┌──
PR #61, opened 2013-08-10
Reducer without grouping key ("ALL_GROUP") fails in optimizer

rmetzger:
This pull request contains a test case that validates a bug with the pact-optimizer.

(The test obviously fails, because I did not include a fix for the bug!)
I also fixed a little typo and made an error message a bit more understandable by giving an example.


StephanEwen:
Merged manually in b8d213da44259b8ed55cb10e01204fac4db8dbe0 and 88d7305a5267aac598949519275123208195daf7.

PR #62, opened 2013-08-12
Minor bugfix for TextInputFormat + Testcase

rmetzger:
I found this bug during the development of customer use-cases.

I guess its an easy fix but I want to focus on the use-cases right now (and I have a workaround).

The integration test will obviously fail for this pull request because it contains a test case for an unfixed bug.


uce:
Swapping the failing line with the next one in `TextInputFormat` fixed it for me. The problem was that the current buffer `position` is not allowed to be greater than the current `limit`. I've sent you a patch for this to push to your branch.

PR #69, opened 2013-08-26
Removed Nephele plugins

uce:
As discussed last Friday, I removed the plugins feature from Nephele.


uce:
My comment on this was too short. (We also discussed this offline which we probably shouldn't have in the first place.)

Nephele plugins allow to rewrite the `ExecutionGraph` at runtime. This kind of low level interaction with the system is imho not useful (and if I remember correctly the consensus was that it is not used by anybody or just a single person?!).

If we still agree on this issue, we should finally merge it. It increases the "complexity" of the Nephele layer and I don't think that we want to support this kind of job manipulation in the future.

rmetzger:
I'm going to discuss the pull request tomorrow with Stephan. I think we are going to merge it.

sscdotopen:
In general I'd always vote in favor of removing stuff that is rarely/never used. Less code means less bugs and less maintenance.

StephanEwen:
Manually merged in 921278e322eaae008dae75e20a505f53aaeed1ca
└──
> Exercise details: The answer should be only a number: the count of lines in the listing above that contain the word "pull".

> Answer section: 3